It has taken me a while to get used to the fact that Smokey is no longer with us. As a matter of fact, I don’t think I’ll ever get over his sudden death. During the past week I have taken a lot of time to miss him and to reflect on what made him so special.
They say a dog offers unconditional love. They are right. His look of complete adoration and devotion is still fresh in my mind. But the warm feeling of knowing that there’s someone in this world that thought I was a rockstar went both ways. In other words, my worthy aspiration in life is to be more like Smokey and less like myself.
I wish I could love like him, with unconditional purity. Smokey never noticed if I was wearing fancy shoes or dirty clothes. He wasn’t concerned with my finances, the color of my skin, my creed, my stance on abortion or the death penalty, or my political choices. He was just as happy in the Rover as he was in the Saturn, and he enjoyed the tiny cramped studio as much as he liked the bigger two story house. Regardless of our weight fluctuations throughout the years, he was always wholly and utterly devoted to my husband, and later on myself, for the simple reason that we were ourselves (and, ok, we dished out the food).
I’d love to greet each day with a feeling of excitement for no reason other than it’s a new day filled with wondrous new opportunities. Despite my good health, wonderful family and friends, a roof over my head, and food in my cupboards, I complain. Smokey really treasured the little moments in life and always had, even when feeling a bit under the weather, a smile in his face. You can really see dogs smile.
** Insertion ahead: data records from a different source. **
PR #825, opened 2025-06-03
Fix coverage for pytest 8.4

fzimmermann89:
fixes currently failing pytest ci.

### DIFF
--- a/pyproject.toml
+++ b/pyproject.toml
@@ -232,3 +232,6 @@ extend-exclude = [
 
 [tool.coverage.paths]
 source = ["src", "*/site-packages"]
+
+[tool.coverage.run]
+disable_warnings = ["module-not-measured"]


fzimmermann89:
the warning is caused by pytest-cov issues with xdist. removing xdist or settign n=0 would also remove the warning.

in the recent pytest (few days old) this warning then triggesrs an internal error and everything fails.

it seems the warning can safely be ignored and we still get good coverage out (we have had thsi warning for a long time and ignored it).

if we notive that coverage is wrong, we might need to remove parallel test execution via xdist.

fzimmermann89:
btw: this was a whole evening of wild guessing...

fzimmermann89:
https://github.com/pytest-dev/pytest-cov/issues/693

lrlunin (approved):

PR #830, opened 2025-06-04
Add cpu flag for the pytest minimal library installation

### LINKED ISSUE #829: Pytest minimal downloads the CUDA libraries
In the `minimal_requirements.txt` and the `--index-url pytorch-cpu` looks to be ignored or wrongly interpeted in a way that the CUDA version will be installed instead.

lrlunin:
Fixes #829


fzimmermann89 (approved):
thx!

PR #831, opened 2025-06-05
Fix random undersampling trajectory generation

fzimmermann89:
There was an issue in how the sampling probability was used. Basically, the mid-freqency lines where sampled most often (instead of the low frequency lines)

@koflera can you also check if this fixes the issue?
@rkcatarina try this


fzimmermann89:
..and allow "None" as a seed

koflera (approved):
Looks good to me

What for me was another boring, monotonous, repetitive day for him was an absolute adventure. Just our walking in through the door elicited in Smokey an unbridled joy. He was not only the ‘Adrian and Mildred Fan Club’ president but he was also the whole club. Hearing a package of food being ripped open or grabbing the keys to the car provoked the same exact response of contentedness. My most vivid memories of him are of his long tail, wagging so ferociously it slapped both sides of his face making him wink constantly. Silly, happy, goofy grins, all tongue and teeth captured the blissful essence of being a dog. If only I could be this ecstatic about life.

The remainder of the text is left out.